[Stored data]
PR #41, opened 2017-11-29
Allow in-page load of any results from a select box; Multi graph of latencies and percentiles

ldemailly:
While still also having single result link supported


ldemailly:
it looks like this (but is dynamic, you can use arrows or mouse to switch which is graphed)

screen shot 2017-11-29 at 12 06 39 pm

ldemailly:
You can now graph multiple runs against one another:

screen shot 2017-11-29 at 7 08 44 pm

(updated with p xx)

yutongz:
Thanks! It's awesome!

ui/templates/browse.html
```diff
@@ -6,13 +6,72 @@
 <img src="{{.LogoPath}}" alt="." height="92" width="60" align="right" />
 <img src="{{.LogoPath}}" alt="istio logo" height="123" width="80" align="right" />
 <h1>Φορτίο (fortio) v{{.Version}}</h1>
+<script src="{{.Version}}/static/js/fortio_chart.js"></script>
+<script>
```
bochunz, line 10: Feels like this could be another js file. But feel free to move it in later PRs.

bochunz (approved):

ui/templates/browse.html
ldemailly: 👍

PR #56, opened 2017-12-18
Add status probability and delay optional argument to the echo server

### LINKED ISSUE #50: add a /status/xxx and delay/microseconds endpoint
like http://httpbin.org/status/xxx (eg http://httpbin.org/status/418)

ldemailly:
http://localhost:8080/echo/?delay=1ms&status=567:33,568:33
For instance delays the response by 1ms and has 33% chance of returning
567, 33% 568 and 34% 200

Fixes #50


fhttp/http.go
```diff
@@ -750,9 +752,81 @@ var (
...
+// Format: status=503 for 100% 503s
+// status=503:20,404:10 for 20% 503s, 10% 404s, 70% 200s
+func parseStatus(status string) int {
+	lst := strings.Split(status, ",")
+	log.Debugf("Parsing status %s -> %v", status, lst)
+	// Simple non probabilistic status case:
+	if len(lst) == 1 && !strings.ContainsRune(status, ':') {
+		s, err := strconv.Atoi(status)
+		if err != nil {
+			log.Warnf("Bad input status %v, not a number nor coma and colon separated % list", status)
```
douglas-reid: nit: s/coma/comma

fhttp/http.go
```diff
@@ -750,9 +752,81 @@ var (
...
+			log.Warnf("Bad input status %v -> %v, not a number before colon", status, l2[0])
+			return http.StatusBadRequest
+		}
+		percStr := l2[1]
+		p, err := strconv.Atoi(percStr)
+		if err != nil || p < 0 || p > 100 {
+			log.Warnf("Percentage is not a [0 - 100] number in %v -> %v : %v %d", status, percStr, err, p)
+			return http.StatusBadRequest
+		}
+		if lastPercent+p > 100 {
```
douglas-reid: [thinking out loud] this seems fine. i wonder if it might be nice to autoscale to 100 down-the-road. like if say:

`?status:404:95,302:15,200:90`

we would adjust down to something like:

```
404 -> 48
302 -> 7
200 -> 45
```

That might be a bit surprising, but might help correct for silly math blunders too...

fhttp/http.go
```diff
@@ -750,9 +752,81 @@ var (
...
+// Format: status=503 for 100% 503s
+// status=503:20,404:10 for 20% 503s, 10% 404s, 70% 200s
+func parseStatus(status string) int {
+	lst := strings.Split(status, ",")
+	log.Debugf("Parsing status %s -> %v", status, lst)
+	// Simple non probabilistic status case:
+	if len(lst) == 1 && !strings.ContainsRune(status, ':') {
+		s, err := strconv.Atoi(status)
+		if err != nil {
+			log.Warnf("Bad input status %v, not a number nor coma and colon separated %% list", status)
```
douglas-reid: nit: s/coma/comma

fhttp/http.go
```diff
@@ -750,9 +752,81 @@ var (
...
+			log.Warnf("Sum of percentage is greater than 100 in %v %d %d", status, lastPercent, p)
+			return http.StatusBadRequest
+		}
+		for i := 0; i < p; i++ {
+			probTable[lastPercent+i] = s
+		}
+		lastPercent += p
+	}
+	res := rand.Intn(100)
+	log.Debugf("[0-100[ for %s roll got %d -> %d", status, res, probTable[res])
```
douglas-reid: do we need a full 100 entry array for this?

it seems like we could track this with a map of `len(lst)` with additive indices. we expect the number of status entries to be small and so running through the list each time is probably efficient enough.  this would also allow arbitrary precision on the percentages.

something like:
```
// for ?status=503:20,404:10

table := map[int]int{ 20:503, 30:404 }
res := rand.Intn(100)
for percent, code := range table {
  if res < percent {
     return code
  }
}
return http.StatusOK
```

not sure this matters all that much, but thought I'd ask.

fhttp/http_test.go
```diff
@@ -248,6 +248,57 @@ func TestDebugSummary(t *testing.T) {
...
+		}
+	}
+}
+
+// Round down to the nearest hundred
+func roundhundred(x int) int {
+	return int(float64(x)+50.) / 100
+}
+
+func TestParseStatus2(t *testing.T) {
```
douglas-reid: nit: maybe call TestStatusDistribution ?  that would help immediately clarify the intent.

fhttp/http.go
douglas-reid: or, maybe we can do this as we parse status codes and avoid any secondary storage altogether?  generate the number first, walk through as we go... (haven't thought through all the error conditions in this approach, however).

douglas-reid (approved):
/lgtm

overkill is the best kill.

Assignment:
Set down all the data exactly as given.

Your solution:
PR #41, opened 2017-11-29
Allow in-page load of any results from a select box; Multi graph of latencies and percentiles

ldemailly:
While still also having single result link supported


ldemailly:
it looks like this (but is dynamic, you can use arrows or mouse to switch which is graphed)

screen shot 2017-11-29 at 12 06 39 pm

ldemailly:
You can now graph multiple runs against one another:

screen shot 2017-11-29 at 7 08 44 pm

(updated with p xx)

yutongz:
Thanks! It's awesome!

ui/templates/browse.html
```diff
@@ -6,13 +6,72 @@
 <img src="{{.LogoPath}}" alt="." height="92" width="60" align="right" />
 <img src="{{.LogoPath}}" alt="istio logo" height="123" width="80" align="right" />
 <h1>Φορτίο (fortio) v{{.Version}}</h1>
+<script src="{{.Version}}/static/js/fortio_chart.js"></script>
+<script>
```
bochunz, line 10: Feels like this could be another js file. But feel free to move it in later PRs.

bochunz (approved):

ui/templates/browse.html
ldemailly: 👍

PR #56, opened 2017-12-18
Add status probability and delay optional argument to the echo server

### LINKED ISSUE #50: add a /status/xxx and delay/microseconds endpoint
like http://httpbin.org/status/xxx (eg http://httpbin.org/status/418)

ldemailly:
http://localhost:8080/echo/?delay=1ms&status=567:33,568:33
For instance delays the response by 1ms and has 33% chance of returning
567, 33% 568 and 34% 200

Fixes #50


fhttp/http.go
```diff
@@ -750,9 +752,81 @@ var (
...
+// Format: status=503 for 100% 503s
+// status=503:20,404:10 for 20% 503s, 10% 404s, 70% 200s
+func parseStatus(status string) int {
+	lst := strings.Split(status, ",")
+	log.Debugf("Parsing status %s -> %v", status, lst)
+	// Simple non probabilistic status case:
+	if len(lst) == 1 && !strings.ContainsRune(status, ':') {
+		s, err := strconv.Atoi(status)
+		if err != nil {
+			log.Warnf("Bad input status %v, not a number nor coma and colon separated % list", status)
```
douglas-reid: nit: s/coma/comma

fhttp/http.go
```diff
@@ -750,9 +752,81 @@ var (
...
+			log.Warnf("Bad input status %v -> %v, not a number before colon", status, l2[0])
+			return http.StatusBadRequest
+		}
+		percStr := l2[1]
+		p, err := strconv.Atoi(percStr)
+		if err != nil || p < 0 || p > 100 {
+			log.Warnf("Percentage is not a [0 - 100] number in %v -> %v : %v %d", status, percStr, err, p)
+			return http.StatusBadRequest
+		}
+		if lastPercent+p > 100 {
```
douglas-reid: [thinking out loud] this seems fine. i wonder if it might be nice to autoscale to 100 down-the-road. like if say:

`?status:404:95,302:15,200:90`

we would adjust down to something like:

```
404 -> 48
302 -> 7
200 -> 45
```

That might be a bit surprising, but might help correct for silly math blunders too...

fhttp/http.go
```diff
@@ -750,9 +752,81 @@ var (
...
+// Format: status=503 for 100% 503s
+// status=503:20,404:10 for 20% 503s, 10% 404s, 70% 200s
+func parseStatus(status string) int {
+	lst := strings.Split(status, ",")
+	log.Debugf("Parsing status %s -> %v", status, lst)
+	// Simple non probabilistic status case:
+	if len(lst) == 1 && !strings.ContainsRune(status, ':') {
+		s, err := strconv.Atoi(status)
+		if err != nil {
+			log.Warnf("Bad input status %v, not a number nor coma and colon separated %% list", status)
```
douglas-reid: nit: s/coma/comma

fhttp/http.go
```diff
@@ -750,9 +752,81 @@ var (
...
+			log.Warnf("Sum of percentage is greater than 100 in %v %d %d", status, lastPercent, p)
+			return http.StatusBadRequest
+		}
+		for i := 0; i < p; i++ {
+			probTable[lastPercent+i] = s
+		}
+		lastPercent += p
+	}
+	res := rand.Intn(100)
+	log.Debugf("[0-100[ for %s roll got %d -> %d", status, res, probTable[res])
```
douglas-reid: do we need a full 100 entry array for this?

it seems like we could track this with a map of `len(lst)` with additive indices. we expect the number of status entries to be small and so running through the list each time is probably efficient enough.  this would also allow arbitrary precision on the percentages.

something like:
```
// for ?status=503:20,404:10

table := map[int]int{ 20:503, 30:404 }
res := rand.Intn(100)
for percent, code := range table {
  if res < percent {
     return code
  }
}
return http.StatusOK
```

not sure this matters all that much, but thought I'd ask.

fhttp/http_test.go
```diff
@@ -248,6 +248,57 @@ func TestDebugSummary(t *testing.T) {
...
+		}
+	}
+}
+
+// Round down to the nearest hundred
+func roundhundred(x int) int {
+	return int(float64(x)+50.) / 100
+}
+
+func TestParseStatus2(t *testing.T) {
```
douglas-reid: nit: maybe call TestStatusDistribution ?  that would help immediately clarify the intent.

fhttp/http.go
douglas-reid: or, maybe we can do this as we parse status codes and avoid any secondary storage altogether?  generate the number first, walk through as we go... (haven't thought through all the error conditions in this approach, however).

douglas-reid (approved):
/lgtm

overkill is the best kill.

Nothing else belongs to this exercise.